Top of Records for processing

PR #175, opened 2023-01-17
Update SubnetSet/Subnet field

jwsui:
Add `VPC` field in SubnetSet/Subnet CR to specify the VPC that subnet belongs to.


jwsui:
Currently subnet will be created under the default VPC of namespace, and doesn't need user to specify vpc in subnet cr. So closing this pr.

PR #178, opened 2023-02-13
remove applied to namespace

lxiaopei:
As discussed, we will remove appliedToNamespaces filed in
    VPCNetworkConfiguration CR, a label “nsx.vmware.com/vpc-network-configuration” will be added on Namespace
    to specify the VPCNetworkConfiguration it uses.


jianjuns (approved):
Could you define the NS label too?

lxiaopei:
> Could you define the NS label too?

How about "ncp/vpc_network_config_crd" for the label added on Namespace to specify the VPCNetworkConfiguration CR name?

jianjuns:
> > Could you define the NS label too?
> 
> How about "ncp/vpc_network_config_crd" for the label added on Namespace to specify the VPCNetworkConfiguration CR name?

Bottom of Records for processing

Directions for this task →
Copy exactly. Include the line containing "to specify the VPCNetworkConfiguration it" and every later line through the end of the listing, and nothing else.

Response area →
    to specify the VPCNetworkConfiguration it uses.


jianjuns (approved):
Could you define the NS label too?

lxiaopei:
> Could you define the NS label too?

How about "ncp/vpc_network_config_crd" for the label added on Namespace to specify the VPCNetworkConfiguration CR name?

jianjuns:
> > Could you define the NS label too?
> 
> How about "ncp/vpc_network_config_crd" for the label added on Namespace to specify the VPCNetworkConfiguration CR name?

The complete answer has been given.